Or use a spot-on example: what, with benefit of twenty-twenty hindsight to historic events, would the value of the Avro Arrow program have been if complete and delivered? What would the cost have been? In the report in question, the AG is doing what accountants have been doing lately: going beyond price of an aircraft to estimate holistic cost of the function it will perform. Since the CF-35, like the CF18 before it, will effectively signify the entirety of Canada’s combat airpower, this amounts to estimated the cost of running and Air Force. So it must be asked – is this a reasonable scale of prediction to undertake? Even after fifty years Canadians with ample expertise and all the historic data at their disposal will give you completely contradictory views of its total worth. So for heavens’ sake (sic), why would the Public Works venture such a guestimate as a accountable prediction in advance?

“We have a number of observations regarding the life-cycle costing for the F-35. First, costs have not been fully presented in relation to the life of the aircraft.

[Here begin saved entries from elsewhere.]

PR #4879, opened 2026-06-02
EV-6666: Surface Alertmanager alerts on the manager Alerts page

rene-dekker:
Wires Prometheus/Alertmanager alerts through to the manager Alerts page.

- Run Alertmanager as a dedicated `calico-alertmanager` service account; issue it a Linseed bearer token (a service-account-token Secret, validated via TokenReview) plus RBAC to create Linseed events.
- Deliver the Alertmanager config as a raw `alertmanager.yaml` secret whose webhook forwards **all** alerts to Linseed's `/api/v1/events/alertmanager` over mTLS. Users suppress individual alerts via AlertExceptions, not the Monitor API.
- Managed clusters: reach Linseed through Guardian via a namespace-local `tigera-linseed` ExternalName service; the token is provisioned by Linseed's token controller.
- Add IP-pool-exhaustion alerts to the Calico PrometheusRule.
- Hash the Alertmanager config into the pod so config changes roll the pod and reload it.

Companion PRs: calico-private (Linseed ingest + dedup), ui-modules (`prometheus_alert` rendering).

```release-note
Prometheus/Alertmanager alerts (including IP pool exhaustion) are now surfaced on the Calico Enterprise manager Alerts page.
```


pkg/controller/monitor/monitor_controller.go
```diff
@@ -577,70 +584,29 @@ func PrometheusTLSServerDNSNames(clusterDomain string) []string {
...
-	// If it is modified by the user, Monitor controller will not set the owner reference.
-	secret, err = utils.GetSecret(ctx, r.client, monitor.AlertmanagerConfigSecret, common.TigeraPrometheusNamespace)
+// readAlertmanagerConfig returns the AlertmanagerConfig to render in the tigera-prometheus
+// namespace, where it is referenced by Alertmanager.spec.alertmanagerConfiguration.
+//
+// If the user supplies their own AlertmanagerConfig in the tigera-operator namespace (named
+// monitor.AlertmanagerConfigName), the operator renders a copy of it in tigera-prometheus.
+// Otherwise it renders the operator's default config (the Linseed webhook receiver when the UI
+// alerts integration is enabled, or a null receiver when disabled).
+func (r *ReconcileMonitor) readAlertmanagerConfig(ctx context.Context, uiAlertsEnabled bool) (*monitoringv1alpha1.AlertmanagerConfig, error) {
```
electricjesus: This drops existing customer Alertmanager config on upgrade, and I don't think we can ship it that way.

Today the customization path is the raw `alertmanager-calico-node-alertmanager` secret. It's documented, and the old `readAlertmanagerConfigSecret` carried all that owner-ref logic precisely to leave a user-modified secret alone. This PR deletes that secret and only reads config from an `AlertmanagerConfig` CR the customer has never created. So on upgrade, anyone who set their own receivers (PagerDuty, Slack, email) loses them and falls back to the default Linseed webhook. Their external paging stops and the alerts quietly reroute to the manager UI instead.

Options, in order of how much I'd trust them:
- Migrate: if the legacy secret exists and differs from the old default, parse it and seed the `AlertmanagerConfig` before deleting the secret.
- Failing that, detect a non-default legacy secret and `SetDegraded` with a clear message instead of silently replacing it, so the upgrade isn't invisible.

Either way the release note has to call this out as a breaking change. Right now it only describes the new feature.

pkg/render/monitor/monitor.go
```diff
@@ -259,23 +295,41 @@ func (mc *monitorComponent) Objects() ([]client.Object, []client.Object) {
...
-			}},
+			mc.alertmanagerLinseedClusterRole(),
+			mc.alertmanagerLinseedClusterRoleBinding(),
+			mc.cfg.AlertmanagerConfig,
 		)
 	}
 
+	// The Linseed bearer-token secret is only needed when Alertmanager is running and forwarding
+	// alerts to Linseed (the UI alerts integration is enabled); otherwise remove it.
+	if mc.alertmanagerReplicas() > 0 && mc.cfg.Monitor.UIAlertsEnabled() {
```
electricjesus: Two things about the disable toggle when a user brings their own AlertmanagerConfig.

The toggle only swaps the default. If a user has their own `AlertmanagerConfig` in the operator namespace, `uiAlertsIntegration: Disabled` does nothing, since we copy their spec verbatim. The field doc says it "controls whether alerts are forwarded to Linseed," which won't hold for those users. Worth documenting the precedence, or deciding whether disable should win regardless.

Separately, the Linseed token secret and the `tigera-alertmanager-linseed` ClusterRole/Binding get created whenever Alertmanager runs with the integration enabled, even if the user's own config never talks to Linseed. That leaves a token secret and an event-create grant nothing uses. Not harmful, but it's a dangling credential. Could gate those on the default-config path rather than on `UIAlertsEnabled` alone.

api/v1/monitor_types.go
```diff
@@ -36,6 +36,25 @@ type MonitorSpec struct {
...
 	Alertmanager *Alertmanager `json:"alertmanager,omitempty"`
+
+	// UIAlertsIntegration controls whether Prometheus/Alertmanager alerts are forwarded to Linseed and surfaced
+	// on the manager Alerts page. When omitted, the integration is Enabled.
+	// +optional
+	UIAlertsIntegration *UIAlertsIntegrationStatusType `json:"uiAlertsIntegration,omitempty"`
+}
+
+// +kubebuilder:validation:Enum=Enabled;Disabled
+type UIAlertsIntegrationStatusType string
```
electricjesus: `UIAlertsIntegrationStatusType` reads like a status field, but this is a spec enum. It's public API and awkward to rename after release, so I'd fix it now. `UIAlertsIntegrationType` or `UIAlertsIntegrationMode` matches what it actually is.

electricjesus (commented):
Drive-by review, courtesy of a quest from Tigera Town 🤣. Mostly looks good. One thing I think blocks merge, plus a few mediums, left inline.

**Cross-PR ordering:** these two have to ship together, and this PR can't stand alone. The operator's own RBAC for `alertmanagerconfigs` lives in the calico-private charts in tigera/calico-private#12184, so if this vendors into the operator ahead of that, the monitor controller can't create the AlertmanagerConfig and goes degraded. Same on the receiving end: without #12184 the `/api/v1/events/alertmanager` endpoint 404s and Linseed rejects the `prometheus_alert` type. Worth pinning both to the same release and noting the dependency on each PR while they're still draft.

One nice-to-have I noticed but won't block on: the config-hash annotation that rolls the pod doesn't include the token secret data, so the pod won't roll when Kubernetes first populates the token. It relies on the config-reloader watching the mounted secret. Probably fine, worth a sanity check.

api/v1/monitor_types.go
```diff
@@ -186,7 +186,7 @@ type Alertmanager struct {
 }
 type AlertmanagerSpec struct {
 	// Replicas defines the number of Alertmanager replicas. When set to 0, Alertmanager is not rendered.
-	// Default: 0
+	// Default: 1
```
rene-dekker, line 189: note: the default of 0 was never released, so this is not a change.

caseydavenport:

```

```

PR #4894, opened 2026-06-04
fix(gatewayapi): split envoy-gateway NetworkPolicy ingress by IP family

electricjesus:
## Description

Bug fix. The `calico-system.envoy-gateway` NetworkPolicy ingress allow put both `0.0.0.0/0` and `::/0` in a single rule's `Source.Nets`, which Calico rejects ("rule contains both IPv4 and IPv6 CIDRs"), so the policy fails to apply on dual-stack and IPv6 clusters. Split the allow into one rule per address family.

Split out of #4821 — standalone fix, no WAF dependency.

Tested: `go test ./pkg/render/gatewayapi/...` — asserts the ingress is rendered as two per-family rules.

## Release Note

```release-note
Fixed the envoy-gateway NetworkPolicy failing to apply on dual-stack and IPv6 clusters: the ingress allow mixed IPv4 and IPv6 CIDRs in a single rule, which Calico rejects. The rule is now split per IP family.
```

## For PR author

- [x] Tests for change.

## For PR reviewers

- [ ] Appropriate labels:
  - `release-note-required`
  - `docs-not-required`


electricjesus:
Superseded by #4887 (identical NP ingress split, merged). Closing as dupe — test coverage for the per-family split to follow separately.

PR #4895, opened 2026-06-04
feat(applicationlayer): WAF observability — gateway audit-log capture + Felix/fluentd event log (EV-6650)

electricjesus:
## Description

Operator render for the Gateway API WAF observability path (EV-6650), split out of #4821:

- **Audit-log capture (gateway proxy render)** — `pkg/render/gatewayapi/gateway_api.go`:
  - `EnvoyProxy.Spec.Logging.Level = {default: warn, wasm: info}` — surfaces the Coraza WASM filter's `AuditLog:` lines in Envoy's application log.
  - `EnvoyProxy.Spec.ExtraArgs += --log-path /access_logs/envoy.log` — redirects the application log onto the existing `access-logs` emptyDir (ExtraArgs rather than a container-args Patch, which would replace EG's generated args; the path sits directly under `/access_logs` because Envoy doesn't create `--log-path` parent dirs).
  - `WAF_AUDIT_LOG_PATH=/access_logs/envoy.log` on the l7-log-collector, which tails the file and forwards WAF decision records via `PolicySync.ReportWAF`.
- **Felix + fluentd event-log legs** — `WAFEventLogsFileEnabled` (FelixConfiguration) and `WAF_LOG_FILE` (fluentd) so WAF block / would-block decisions land in the `tigera_secure_ee_waf` index.

## Release Note

```release-note
Add operator render for Gateway API WAF observability (EV-6650): capture the Coraza audit log from the gateway proxy, and enable the Felix + fluentd legs (WAFEventLogsFileEnabled, WAF_LOG_FILE) so WAF block / would-block decisions land in the tigera_secure_ee_waf index.
```

## For PR author

- [x] Tests for change.

## For PR reviewers

- [ ] Appropriate labels:
  - `release-note-required`
  - `docs-pr-required`

## Linked

- Design: `tigera/designs#25` (PMREQ-384)
- Producer pair: `tigera/calico-private#12142` (EV-6650) — must merge first
- Stacked on: #4821

### DIFF
--- a/pkg/controller/applicationlayer/applicationlayer_controller.go
+++ b/pkg/controller/applicationlayer/applicationlayer_controller.go
@@ -181,7 +181,10 @@ func (r *ReconcileApplicationLayer) Reconcile(ctx context.Context, request recon
 			// Owned objects are automatically garbage collected. For additional cleanup logic use finalizers.
 			reqLogger.Info("ApplicationLayer object not found")
 			// Patch tproxyMode if it's  needed after crd deletion.
-			if err = r.patchFelixConfiguration(ctx, nil, r.isGatewayWAFEnabled(ctx)); err != nil {
+			gatewayWAFEnabled, gwErr := r.isGatewayWAFEnabled(ctx)
+			if gwErr != nil {
+				reqLogger.Error(gwErr, "Error checking GatewayAPI WAF state; skipping felix configuration patch")
+			} else if err = r.patchFelixConfiguration(ctx, nil, gatewayWAFEnabled); err != nil {
 				reqLogger.Error(err, "Error patching felix configuration")
 			}
 			r.status.OnCRNotFound()
@@ -245,7 +248,12 @@ func (r *ReconcileApplicationLayer) Reconcile(ctx context.Context, request recon
 	}
 
 	// Patch felix configuration if necessary.
-	if err = r.patchFelixConfiguration(ctx, instance, r.isGatewayWAFEnabled(ctx)); err != nil {
+	gatewayWAFEnabled, err := r.isGatewayWAFEnabled(ctx)
+	if err != nil {
+		r.status.SetDegraded(operatorv1.ResourceReadError, "Error checking GatewayAPI WAF state", err, reqLogger)
+		return reconcile.Result{}, err
+	}
+	if err = r.patchFelixConfiguration(ctx, instance, gatewayWAFEnabled); err != nil {
 		r.status.SetDegraded(operatorv1.ResourcePatchError, "Error patching felix configuration", err, reqLogger)
 		return reconcile.Result{}, err
 	}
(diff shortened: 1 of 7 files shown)


pkg/render/gatewayapi/gateway_api.go
```diff
@@ -927,6 +967,12 @@ func (pr *gatewayAPIImplementationComponent) envoyProxyConfig(className, ns stri
 						Name:  "ENVOY_ACCESS_LOG_PATH",
 						Value: "/access_logs/access.log",
 					},
+					// WAF audit capture: file the collector tails for the wasm filter's
+					// Coraza "AuditLog:" lines (Envoy's app log, redirected via --log-path).
+					{
+						Name:  "WAF_AUDIT_LOG_PATH",
+						Value: wafAuditLogPath,
```
jaderhs, line 1006: Is it expected behaviour for `WAF_AUDIT_LOG_PATH` to be set to `wafAuditLogPath` even if envoy proxy has a user-supplied `--log-path` ?

pkg/controller/applicationlayer/applicationlayer_controller.go
```diff
@@ -563,3 +581,21 @@ func (r *ReconcileApplicationLayer) patchFelixConfiguration(ctx context.Context,
...
+		(al != nil && ((al.Spec.SidecarInjection != nil && *al.Spec.SidecarInjection == operatorv1.SidecarEnabled) ||
+			(al.Spec.WebApplicationFirewall != nil && *al.Spec.WebApplicationFirewall == operatorv1.WAFEnabled)))
+}
+
+// isGatewayWAFEnabled reports whether the GatewayAPI WAF data-plane extension is enabled. A missing or
+// unreadable GatewayAPI CR is treated as disabled.
+func (r *ReconcileApplicationLayer) isGatewayWAFEnabled(ctx context.Context) bool {
+	gw, _, err := gatewayapi.GetGatewayAPI(ctx, r.client)
+	if err != nil {
+		return false
```
jaderhs: I don't think `err` should get masked here and this function should return `(bool, error)` instead

pkg/render/gatewayapi/gateway_api.go
electricjesus: No, not intended. Good catch.

We don't expose a `--log-path` knob. It can only come from a custom base `EnvoyProxy`. And it can't work anyway: the collector only reads the shared `access-logs` volume.

So the operator now owns the flag. `ensureExtraArg` sets it to our path and overwrites any other value. So it always matches `WAF_AUDIT_LOG_PATH`.

Fixed in `d2c09877e`, with tests.

pkg/controller/applicationlayer/applicationlayer_controller.go
electricjesus: Agreed. `isGatewayWAFEnabled` now returns `(bool, error)`.

A missing `GatewayAPI` CR still reads as off, with no error. Any other read error is passed up. So the loop retries instead of flipping `WAFEventLogsFileEnabled` off by mistake.

Main path retries. The delete path logs it and skips the patch.

Fixed in `d2c09877e`.

pkg/render/gatewayapi/gateway_api.go
```diff
@@ -809,6 +825,24 @@ func (pr *gatewayAPIImplementationComponent) controllerObjects() []client.Object
 	return objs
 }
 
+// ensureExtraArg sets "flag value" in an Envoy Gateway ExtraArgs slice (func-e parses each token as
+// a separate element), replacing the value if flag is already present or appending the flag/value
+// pair if not. It copies the slice so it never mutates a slice backing a cached EnvoyProxy object.
+func ensureExtraArg(args []string, flag, value string) []string {
```
jaderhs, line 833: Nitpick: If the envoy binary supports `--` to separate non-option args then this function should not replace args after `--`

jaderhs (approved):

pkg/render/gatewayapi/gateway_api.go
electricjesus: Good point. `ensureExtraArg` now stops at a bare `--`. It only matches the flag among the options before it, and a newly inserted pair goes before the `--`, so anything after stays put. Specs added for both cases. Done in `74261471b`.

The estimated life expectancy of the F-35 is about 8,000 flying hours, or about 36 years based on predicted usage. National Defence plans to operate the fleet for at least that long. It is able to estimate costs over 36 years. We recognize that long-term estimates are highly sensitive to assumptions about future costs as well as to currency exchange rates. However, in presenting costs to government decision makers and to Parliament, National Defence estimated life-cycle costs over 20 years. This practice understates operating, personnel, and sustainment costs, as well as some capital costs, because the time period is shorter than the aircraft’s estimated life expectancy. The JSF Program Office provided National Defence with projected sustainment costs over 36 years.”

That such projections are available proves only their vaunted military-industrial complex is willing to play this game – not that it has any validity. That the AG perceives “exchange rates” as the most exemplary source of long run uncertainty in military materiel is laughable: our warriors ought to fear ‘the fog of Zurich’ I suppose? In fact, that’s perversely evocative of the truth: the story of Robert MacNamarra’s War in Vietnam is not the story of how war is inherently unneccessary, or how all counter-insurgency interventions are futile: it is precisely the story of the misapplication of managerialism; of tunnel vision and groupthink amid statistical noise; of quantification-begotten category error; of value-for-money incrementalism and the resulting mission-creep of looping strategic of feedback traps.

…Replacements, Upgrades, Weapons; all of the operational questions are completely unpredictable if the aircraft are ever used for their intended purpose, which is to fight World War III, and mostly unpredictable for the small wars the Allies have been fighting recently which all presume will be more likely. Salaries for crews? Seriously – operator salaries are part of the cost of the aircraft? Nonsense. Such salaries are fixed costs outside the procurement choice in front of us. There is no Opportunity Cost at stake because choosing not to operate an Air Force as part of a national defence means, in theory, the country’s destruction. Depreciation is most meaningful for military purposes relative to technological level of threats, which is either unknown or (quite properly) a state secret. The cost of total war is open-ended and uncontrollable; that is its nature.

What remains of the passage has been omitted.